The RATS Software Forum

Hi, I am trying to fit a transfer function model to estimate the impact of a shock on an exogenous variable (z) on the “endogenous” variable (y). The model has the general form described in Enders book (3er ed) pg 285: y_t = A(L)y_t-1+C(L)z_t+B(L)e_t.
I used the “boxjenk” instruction to fit the z’s and y’s ARMA best equations based on the steps mentioned on the same book. I think I already have a fairly good model for both for the z and the y variables. By using the “impulse” instruction I get the response of the y variable to a unit shock on z. This was fairly straightforward, but now I want the confidence intervals of the “impulse” output. This is what I don’t know how to get. May I get some help?

When you say you have a model for Z, does that mean that you're doing the impulse responses on a two equation system---the transfer function model for Y plus a separate ARIMA model for Z?

That is correct Sir.

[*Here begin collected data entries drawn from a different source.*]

PR #16272, opened 2022-09-13
Create and stage symlink artifacts with unmodified target path

fmeum:
Unresolved symlink artifacts created with `ctx.actions.symlink(target_path = ...)` are now created without making the target path absolute by prepending the exec root, which diverged from the documentation and intended goal and also gave rise to hermeticity issues as such symlinks would regularly resolve outside the sandbox.

Furthermore, in order to bring local execution in line with other execution types, the runfiles manifest entry (and thus the runfiles directory contents) for symlink artifacts are now their target paths rather than their exec paths, which along the way resolves another soure of non-hermetic resolution outside the runfiles directory.

This requires making symlink artifacts (but not artifacts representing regular files) inputs of `SourceManifestAction`, which previously had no inputs. The change flattens a nested set in `getInputs`, but benchmarks confirm that this does not result in a performance regression. Alternatives considered either result in a substantially worse Starlark API or wouldn't work for symlinks created by spawns.

Work towards #10298

### DIFF
--- a/src/main/java/com/google/devtools/build/lib/analysis/SourceManifestAction.java
+++ b/src/main/java/com/google/devtools/build/lib/analysis/SourceManifestAction.java
@@ -13,16 +13,23 @@
 // limitations under the License.
 package com.google.devtools.build.lib.analysis;
 
+import static com.google.common.collect.ImmutableList.toImmutableList;
 import static java.nio.charset.StandardCharsets.ISO_8859_1;
 import static java.nio.charset.StandardCharsets.UTF_8;
 
 import com.google.common.annotations.VisibleForTesting;
+import com.google.common.collect.ImmutableList;
+import com.google.devtools.build.lib.actions.AbstractAction;
 import com.google.devtools.build.lib.actions.ActionExecutionContext;
 import com.google.devtools.build.lib.actions.ActionKeyContext;
 import com.google.devtools.build.lib.actions.ActionOwner;
 import com.google.devtools.build.lib.actions.Artifact;
+import com.google.devtools.build.lib.actions.Artifact.DerivedArtifact;
 import com.google.devtools.build.lib.analysis.actions.AbstractFileWriteAction;
 import com.google.devtools.build.lib.analysis.actions.DeterministicWriter;
+import com.google.devtools.build.lib.analysis.starlark.UnresolvedSymlinkAction;
+import com.google.devtools.build.lib.collect.nestedset.Depset;
+import com.google.devtools.build.lib.collect.nestedset.NestedSet;
 import com.google.devtools.build.lib.collect.nestedset.NestedSetBuilder;
 import com.google.devtools.build.lib.collect.nestedset.Order;
 import com.google.devtools.build.lib.concurrent.ThreadSafety.Immutable;
@@ -99,6 +106,8 @@ public final class SourceManifestAction extends AbstractFileWriteAction {
 
   private final boolean remotableSourceManifestActions;
 
+  private NestedSet<Artifact> symlinkArtifacts = null;
+
   /**
    * Creates a new AbstractSourceManifestAction instance using latin1 encoding to write the manifest
    * file and with a specified root path for manifest entries.
@@ -129,10 +138,43 @@ public final class SourceManifestAction extends AbstractFileWriteAction {
       Artifact primaryOutput,
       Runfiles runfiles,
       boolean remotableSourceManifestActions) {
+    // The real set of inputs is computed in #getInputs().
     super(owner, NestedSetBuilder.emptySet(Order.STABLE_ORDER), primaryOutput, false);
     this.manifestWriter = manifestWriter;
     this.runfiles = runfiles;
     this.remotableSourceManifestActions = remotableSourceManifestActions;
+  }
+
+  /**
+   * The manifest entry for a symlink artifact should contain the target of the symlink rather
+   * than its exec path. Reading the symlink target requires that the symlink artifact is declared
+   * as an input of this action. Since declaring all runfiles as inputs of the manifest action would
+   * unnecessarily delay its execution, this action exceptionally overrides
+   * {@link AbstractAction#getInputs()} and filters out the non-symlink runfiles by flattening the
+   * nested set of runfiles. Benchmarks confirmed that this does not regress performance.
+   *
+   * <p>Alternatives considered:
+   * <ul>
+   * <li>Having users separate normal artifacts from symlink artifacts during analysis: Makes it
+   * impossible to pass symlink artifacts to rules that aren't aware of them and requires the use of
+   * custom providers to pass symlinks to stage as inputs to actions.</li>
+   * <li>Reaching into {@link ActionExecutionContext} to look up the generating action of symlink
+   * artifacts and retrieving the target from {@link UnresolvedSymlinkAction}: This would not work
+   * for symlinks whose target is determined in the execution phase.</li>
+   * <li>Input discovery: Complex and error-prone in general and conceptually not necessary here -
+   * we already know what the inputs will be during analysis, we just want to delay the required
+   * computations.</li>
+   * </ul>
+   */
+  @Override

My equation for z is an AR(1), estimated with:
“boxjenk(define=z_eq, AR=1) z”,

and my equation for y is an ARMA(2,1), and I am estimating it with:
“boxjenk(define=y_eq,ar=2,ma=||1||,inputs=1) y
# z 0 0 1”

This allows me to get the response of y (and z) to a unit shock on z with:
"group modelo z_eq y_eq
impulse(model=modelo,shocks=||1.0,0.0||,steps=12,results=IRF)"

The output of this is a (12,2) array containing the response of z and y for 12 periods, but I need also the confidence interval of those responses.

Unfortunately, that will be rather complicated---you would have to do either importance sampling or Metropolis-Gibbs to handle the transfer function.